Task brief: Report the count of lines containing the word "less" in the entries below, and nothing more.

* * * * * * * * *

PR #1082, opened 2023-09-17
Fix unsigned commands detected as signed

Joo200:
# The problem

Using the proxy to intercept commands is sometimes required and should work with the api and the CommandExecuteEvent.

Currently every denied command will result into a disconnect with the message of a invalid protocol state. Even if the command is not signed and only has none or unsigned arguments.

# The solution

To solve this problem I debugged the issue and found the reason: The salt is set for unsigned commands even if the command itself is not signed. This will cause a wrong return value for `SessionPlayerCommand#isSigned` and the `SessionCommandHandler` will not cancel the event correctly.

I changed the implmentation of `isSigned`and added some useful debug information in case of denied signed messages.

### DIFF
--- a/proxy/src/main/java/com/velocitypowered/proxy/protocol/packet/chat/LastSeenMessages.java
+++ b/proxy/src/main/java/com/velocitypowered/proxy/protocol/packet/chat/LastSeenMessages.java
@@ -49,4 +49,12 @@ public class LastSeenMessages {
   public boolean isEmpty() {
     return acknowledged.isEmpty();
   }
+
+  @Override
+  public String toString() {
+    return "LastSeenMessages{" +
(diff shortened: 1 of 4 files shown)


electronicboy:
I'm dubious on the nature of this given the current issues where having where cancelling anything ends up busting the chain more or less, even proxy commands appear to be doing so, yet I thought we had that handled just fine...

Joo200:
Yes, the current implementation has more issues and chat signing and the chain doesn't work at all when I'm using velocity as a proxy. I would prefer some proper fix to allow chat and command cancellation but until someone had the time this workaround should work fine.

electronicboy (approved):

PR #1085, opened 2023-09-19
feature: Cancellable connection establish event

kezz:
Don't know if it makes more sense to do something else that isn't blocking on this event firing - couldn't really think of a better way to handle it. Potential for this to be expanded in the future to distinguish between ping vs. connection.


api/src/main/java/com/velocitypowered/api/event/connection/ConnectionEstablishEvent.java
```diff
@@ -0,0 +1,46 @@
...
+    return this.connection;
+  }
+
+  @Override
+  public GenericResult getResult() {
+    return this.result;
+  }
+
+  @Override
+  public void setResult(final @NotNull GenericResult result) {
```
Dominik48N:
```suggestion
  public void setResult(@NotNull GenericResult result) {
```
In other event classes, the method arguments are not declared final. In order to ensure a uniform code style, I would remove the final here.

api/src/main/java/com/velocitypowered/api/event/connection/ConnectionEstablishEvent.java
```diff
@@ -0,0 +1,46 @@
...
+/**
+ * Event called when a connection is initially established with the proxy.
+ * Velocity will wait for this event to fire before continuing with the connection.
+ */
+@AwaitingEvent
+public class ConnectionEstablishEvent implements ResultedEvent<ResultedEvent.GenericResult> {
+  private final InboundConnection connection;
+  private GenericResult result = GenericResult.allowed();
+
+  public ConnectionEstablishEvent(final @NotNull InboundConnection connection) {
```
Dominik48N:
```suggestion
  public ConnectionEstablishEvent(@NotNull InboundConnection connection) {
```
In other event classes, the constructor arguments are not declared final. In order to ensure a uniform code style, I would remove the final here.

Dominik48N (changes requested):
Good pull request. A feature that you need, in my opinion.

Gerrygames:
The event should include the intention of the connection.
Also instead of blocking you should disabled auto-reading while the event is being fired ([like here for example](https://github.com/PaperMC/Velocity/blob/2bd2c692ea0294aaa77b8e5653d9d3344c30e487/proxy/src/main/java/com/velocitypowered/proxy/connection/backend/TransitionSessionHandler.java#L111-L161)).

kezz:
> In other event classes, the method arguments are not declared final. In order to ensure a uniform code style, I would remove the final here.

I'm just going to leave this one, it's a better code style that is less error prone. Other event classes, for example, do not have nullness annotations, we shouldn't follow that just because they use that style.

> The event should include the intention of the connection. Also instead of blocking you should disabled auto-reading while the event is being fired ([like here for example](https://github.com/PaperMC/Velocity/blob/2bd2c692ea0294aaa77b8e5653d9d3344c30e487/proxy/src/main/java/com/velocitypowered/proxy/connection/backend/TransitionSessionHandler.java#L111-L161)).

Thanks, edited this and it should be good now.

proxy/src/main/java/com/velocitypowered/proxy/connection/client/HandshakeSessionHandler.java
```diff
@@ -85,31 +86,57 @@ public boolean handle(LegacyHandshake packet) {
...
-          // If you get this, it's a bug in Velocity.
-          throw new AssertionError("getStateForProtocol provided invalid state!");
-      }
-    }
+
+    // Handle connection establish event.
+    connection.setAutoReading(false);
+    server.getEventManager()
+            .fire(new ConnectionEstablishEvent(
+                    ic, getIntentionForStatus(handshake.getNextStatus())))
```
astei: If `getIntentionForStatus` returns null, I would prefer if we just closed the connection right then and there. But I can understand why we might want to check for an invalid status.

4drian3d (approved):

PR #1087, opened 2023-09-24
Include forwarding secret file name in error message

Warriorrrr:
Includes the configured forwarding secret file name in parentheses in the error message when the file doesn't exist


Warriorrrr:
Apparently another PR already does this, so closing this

* * * * * * * * *

Solution for this exercise: 2